Azerbaijani freestyle wrestler (born 1989)

Jamaladdin Gadzhievich Magomedov (Джамаладдин Магомедов; Camaləddin Məhəmmədov; born March 14, 1989, in Makhachkala) is a Russian-born naturalized Azerbaijani freestyle wrestler of Avar descent, who played for the men's super heavyweight category. In 2011, Magomedov had won two bronze medals at the World Wrestling Championships in Istanbul, Turkey, and at the European Wrestling Championships in Dortmund, Germany. He is also a member of Atasport Wrestling Club in Baku, and is coached and trained by Anvar Magomedgadzhiev of Russia.

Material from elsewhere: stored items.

PR #453, opened 2024-07-26
WIP: Staking contract

geoff-vball:
This is a draft PR for the Staking Contract feature branch. This is to make sure CI is passing, and to have a place for team members to leave comments.

This should roughly track with this milestone https://github.com/ava-labs/teleporter/milestone/2


contracts/staking/StakingManager.sol
```diff
@@ -0,0 +1,447 @@
...
+        uint256 value,
+        uint64 registrationExpiry,
+        bytes memory signature
+    ) internal nonReentrant returns (bytes32) {
+        StakingManagerStorage storage $ = _getStakingManagerStorage();
+
+        // Ensure the registration expiry is in a valid range.
+        require(
+            registrationExpiry > block.timestamp && block.timestamp + 2 days > registrationExpiry,
+            "StakingManager: Invalid registration expiry"
```
ARR4N, line 155: [Solidity 0.8.26 allows you to use custom errors in `require()`](https://soliditylang.org/blog/2024/05/21/solidity-0.8.26-release-announcement/#:~:text=Custom%20errors%20support%20in%20require). They result in smaller contract sizes and are IMO much better for tests because you can assert the exact reason for a failure without risk of introducing a [change-detector test](https://testing.googleblog.com/2015/01/testing-on-toilet-change-detector-tests.html) if you modify the error string. If you want to stick to 0.8.25 then I'd recommend switching to `if (!cond) { revert SpecificError() }` where you originally had `require(cond, ...)`.

contracts/staking/NativeTokenStakingManager.sol
```diff
@@ -0,0 +1,47 @@
+// (c) 2024, Ava Labs, Inc. All rights reserved.
+// See the file LICENSE for licensing terms.
+
+// SPDX-License-Identifier: Ecosystem
```
ARR4N, line 4: (nit) Confirm with a lawyer, but I think this should be `UNLICENSED` per [Solidity conventions for non-OSS licenses](https://docs.soliditylang.org/en/v0.8.26/layout-of-source-files.html#:~:text=If%20you%20do%20not%20want%20to%20specify%20a%20license%20or%20if%20the%20source%20code%20is%20not%20open%2Dsource%2C%20please%20use%20the%20special%20value%20UNLICENSED.) (_not_ `UNLICENSE` without the `D`). There are [specific license identifiers for SPDX](https://spdx.org/licenses/).

contracts/staking/StakingMessages.sol
```diff
@@ -0,0 +1,289 @@
...
+     * | validationID : [32]byte | 32 bytes |
+     * +--------------+----------+----------+
+     * |        nonce :   uint64 |  8 bytes |
+     * +--------------+----------+----------+
+     * |       weight :   uint64 |  8 bytes |
+     * +--------------+----------+----------+
+     *                           | 52 bytes |
+     *                           +----------+
+     */
+    function packSetSubnetValidatorWeightMessage(
```
ARR4N, line 131: This can be simplified to:

```solidity
return abi.encodePacked(
    SET_SUBNET_VALIDATOR_WEIGHT_MESSAGE_TYPE_ID,
    validationID,
    nonce,
    weight
);
```

ARR4N: There are similar improvements that can be made to unpacking, but it was easier to write code so I created [a PR, based off this branch, to demonstrate](https://github.com/ava-labs/teleporter/pull/482).

Together they save about 39,500 gas on the pack-unpack round trip.

ARR4N: I only just saw the `TODO` re gas efficiency 🤦 sorry!

contracts/staking/StakingManager.sol
cam-schultz: Our versioning policy is to use the second-most-recent release to hedge against potential issues in the latest release. That said, we've struggled to choose between revert strings and custom errors in the past, so getting the best of both worlds will be a welcome change.

contracts/staking/StakingManager.sol
```diff
@@ -0,0 +1,447 @@
...
+    function completeEndValidation(uint32 messageIndex, bool setWeightMessageType) external {
+        StakingManagerStorage storage $ = _getStakingManagerStorage();
+
+        // Get the Warp message.
+        (WarpMessage memory warpMessage, bool valid) =
+            WARP_MESSENGER.getVerifiedWarpMessage(messageIndex);
+        require(valid, "StakingManager: Invalid warp message");
+
+        bytes32 validationID;
+        if (setWeightMessageType) {
```
ceyonur, line 374: did we confirm that both SetWeightTx=0 and InvalidMsg can be signed for this one? I wonder if it makes a better UX to expect a single msg type to be signed/relayed.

Magomedov represented his current nation Azerbaijan at the 2012 Summer Olympics in London, where he competed for the men's 120 kg class. He lost the qualifying match to Russia's Bilyal Makhov, who was able to score five points in two straight periods, leaving Magomedov without a single point.

At the 2016 Olympics, he lost to Tervel Dlagnev in the second round. In March 2021, he competed at the European Qualification Tournament in Budapest, Hungary hoping to qualify for the 2020 Summer Olympics in Tokyo, Japan.